> **INPUT**:

PR #136, opened 2021-07-02
Feature/remove dup camera function code

meganrm:
Problem
=======
At one point, visGeometry was not exposed to the controller, so we had to make stubbed out functions on the controller, and then pass those functions over through the viewer. However, at some point I added the line that hands the visGeometry class to the controller once the viewer is mounted. So this code to define the functions in both places isn't needed anymore.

> **WORK INSTRUCTIONS**: Each of the entries above is to be repeated exactly.

> **TASK SOLUTION**:
PR #136, opened 2021-07-02
Feature/remove dup camera function code

meganrm:
Problem
=======
At one point, visGeometry was not exposed to the controller, so we had to make stubbed out functions on the controller, and then pass those functions over through the viewer. However, at some point I added the line that hands the visGeometry class to the controller once the viewer is mounted. So this code to define the functions in both places isn't needed anymore.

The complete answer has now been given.